Dass es heute im Silicon Valley wieder Tech-Jünger gibt, die sich vom „Fortschritt“ eine Lösung der Menschheitsprobleme versprechen – Max Weber hätte für sie wohl nicht mal mehr ein müdes, resigniertes Lächeln übrig. „Dass man… in naivem Optimismus die… Technik der Beherrschung des Lebens als Weg zum Glück“ feiert – einen solchen Unsinn wollte er schon in seinem Vortrag vor hundert Jahren am liebsten „ganz beiseite lassen“. Denn „wer glaubt daran? – außer einigen großen Kindern?“

Den idealen Wissenschaftler stellt sich Max Weber im Anschluss an den späten Goethe daher entsagungsvoll und unbedingt enttäuschungsresistent vor: „Was aber ist seine Pflicht? An die Arbeit gehen der Forderung des Tages gerecht werden.“ Im Einzelnen heißt das:

  • Wissenschaft ist Spezialistentum „auf dem Boden ganz harter Arbeit“, so Weber. Wer nicht die Fähigkeit besitze, „sich… Scheuklappen anzuziehen und sich hineinzusteigern in die Vorstellung, dass das Schicksal seiner Seele davon abhängt: ob er diese, gerade diese Konjektur an dieser Stelle dieser Handschrift richtig macht, der bleibe der Wissenschaft nur ja fern“.
  • Wissenschaft verlangt die Ausschaltung aller subjektiven Befindlichkeiten, die Verneinung allen Erlebnishungers: „Persönlichkeit auf wissenschaftlichem Gebiet hat nur der, der rein der Sache dient.“
  • Der immanente Sinn von Wissenschaft liegt darin, dass sie prinzipiell unabschließbar, dass ihre Aufgabe nie vollendet ist: „Jede wissenschaftliche „Erfüllung“ bedeutet neue „Fragen“ und will „überboten“ werden und veralten.
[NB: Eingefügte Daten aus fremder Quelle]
PR #1300, opened 2026-07-21
fix(core): load 0.6 data files whose task ids are not UUIDs

### LINKED ISSUE #1289: Non-UUID task ids in 0.6 data files abort the whole startup (real-world CalDAV-synced databases)
## Summary

`TaskStore.from_xml()` casts every task id with `UUID(element.get('id'))`
and no guard (GTG/core/tasks.py:897). A single task whose id is not a
canonical UUID raises `ValueError: badly formed hexadecimal UUID string`,
the exception propagates out of `find_and_load_file()`, and GTG fails to
start entirely. One malformed id makes the other N healthy tasks
unreachable.

Found while running current master against a real, long-lived 0.6
database (266 tasks): it contains 7 tasks whose ids are not UUIDs, and
startup aborts on the first one.

## Why such ids exist in legitimate 0.6 data

RFC 5545 defines the iCalendar UID as an opaque string; `name@host` is
even the traditional form. The 0.6 CalDAV backend used the remote UID
as the local task id, so any 0.6 database that ever synced tasks
created by another CalDAV client (Nextcloud Tasks, jtx Board, custom
clients...) can contain ids like:

    <task id="task-1772277627342-s60kypqm@someclient" ...>
    <task id="3046470725646703742" ...>

These files load fine in 0.6 and brick 0.7 as it stands. This affects
exactly the users a release wants to keep: people upgrading with years
of synced data.

## Reproduction

Take any 0.6 `gtg_data.xml`, change one task id to `test@example`,
launch. GTG 0.7 shows the error dialog and never opens; nothing loads.

## Prior art in-tree

The old-format converter already handles this exact situation:
`versioning.py:166` does `task.get('uuid') or str(uuid4())`. The
project has therefore already accepted the principle of regenerating an
id instead of failing. Only the direct 0.6 read path lacks it.

## Suggested direction (happy to submit a PR if this sounds right)

In `from_xml`, when `UUID(id)` fails, derive a deterministic UUID from
the original string (e.g. `uuid5(NAMESPACE, old_id)`) instead of
raising. Deterministic mapping means subtask/parent references written
with the same old string keep pointing to the same task, so hierarchies
survive without a remapping pass. Log one warning per converted id.
The original UID probably needs to be preserved (task attribute) so
CalDAV sync identity is not broken; that touches the same area as
#1265, so I'd rather align with reviewers before writing code.

No new feature, no behavior change for databases that already use
canonical UUIDs. Just making the 0.6 → 0.7 upgrade unable to brick on
standards-legal data.

## Noticed in passing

Vor allem aber muss der Wissenschaftler sich selbst abverlangen, kein „Führer“, sondern ein „Lehrer“ sein zu wollen – ein Lehrer, der sich jederzeit bewusst ist, dass der Fortschritt  die Welt nicht (nur) bereichert, sondern auch „entzaubert“ , weil Wissenschaft und Technik den Menschen von der beobachteten Natur distanzieren, ihn sich selbst entfremden – ihm die Möglichkeit nehmen, sich in der Welt als einer durchschauten Matrix aufgehoben zu fühlen.
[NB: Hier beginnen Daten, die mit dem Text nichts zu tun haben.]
PR #1301, opened 2026-07-21
fix(editor): dismiss the date popover when a preset button is clicked

### LINKED ISSUE #403: Clicking the "Now", "Soon", "Someday" buttons in the date picker widgets should dismiss the date pickers

pentux-GitHub:
Fixes #403.

Completes the second half of #403.

The date popovers' Now / Soon / Someday and Clear buttons set the date
but left the popover open — the user had to click away to dismiss it.
Selecting a day in the calendar already closes it; the preset buttons
now do the same, calling `popdown()` on the popover once the date is
set. Fix is centralised in the two convergence methods
(`on_duedate_fuzzy` and `on_date_cleared`), covering every preset
button.

The Escape half of #403 (Escape closing the whole editor instead of
just the popover) landed earlier in #1276; this closes the remaining
half.

Verified by hand: on `master` the popover stays open after clicking a
preset; on this branch it dismisses, matching the calendar
day-selection behaviour.

### DIFF
--- a/GTG/gtk/editor/editor.py
+++ b/GTG/gtk/editor/editor.py
@@ -606,11 +606,29 @@ class TaskEditor(Gtk.Window):
         year, month, day = gtime.get_year(), gtime.get_month(), gtime.get_day_of_month()
         return datetime.date(year, month, day)
 
+    def _dismiss_date_popover(self, kind):
+        """Close the date popover for the given kind and hand focus back.
+
+        The popovers open on the entry's focus 'enter' event, so simply
+        calling popdown() leaves the focus inside the entry: clicking it
+        again fires no new 'enter' and the popover won't reopen (#403).
+        Moving focus to the text view restores that, and it mirrors the
+        calendar day-selection UX -- pick a date, popover closes, you're
+        back in the task.
+        """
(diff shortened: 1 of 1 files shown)


diegogangl:
This only works on due date popovers, it should also work for "Today" and "Clear" on the start date. Also once the popover is auto-dismissed it doesn't come up again unless you click on the other date input

pentux-GitHub:
Good catches, both fixed:

- **Coverage**: now dismisses on every path that commits a date, for all three pickers (start, due, closed) — calendar day-selection, the Today / Now / Soon / Someday presets, and Clear. Not just due-date presets.
- **The reopen regression**: it happened because the popovers open on the entry's focus `enter` event, so `popdown()` while focus stayed in the entry meant re-clicking fired no new `enter`. The shared `_dismiss_date_popover` helper now hands focus back to the text view, which restores reopening.

Verified by hand on all three date fields. Thanks for the review!

diegogangl:
LGTM, thanks!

Weber will der Wissenschaft daher alle Werte austreiben, sie auf strengste Neutralität hin verpflichten: Man habe sich den Pluralismus der Weltanschauungen und Kulturen nach der Ermordung Gottes durch Nietzsche als eine Art Rückkehr zum antiken Götterhimmel vorzustellen, in dem um Ordnungen und Werte gerungen wurde. Die Wissenschaft habe die Unvereinbarkeit der möglichen Standpunkte zum Leben zu akzeptieren, ihre Verhandlung den Propheten und ihre Diskussion den Marktplätzen zu überlassen, sprich: die Entscheidung des Wissenschaftlers für die einen oder anderen „Werte“, unter die er sein Leben zu stellen gedenkt, unbedingt vom Katheder fernzuhalten.
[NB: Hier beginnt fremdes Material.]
PR #758, opened 2013-06-24
Softdeleteable related updates

### LINKED ISSUE #554: Nested Set and Soft delete combination problem
Hello, I tried to use Nested Set tree and Soft Delete extensions on the same Entity. But I saw that it produce problems. For example, if I delete (SoftDelete) some entity in the middle of the tree, other entity property values (lft, rgt, ...) will be properly updated, but the same properties of softly deleted entity will not be updated. This cause problem when I want to verify Tree structure:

Unabhängig von der seither vieldiskutierten Frage, ob das logisch überhaupt möglich ist: seine Weltanschauung vor den Toren der Universität abzulegen – gerade heutigen Ökonomen, allen voran Michael Hüther etwa oder Marcel Fratzscher, die jeder Statistik einen politischen Spin beimischen, um als ökonomische Zielgruppen-Caterer zu reüssieren, sei die (abermalige) Lektüre des Vortrags von Max Weber dringend ans Herz gelegt.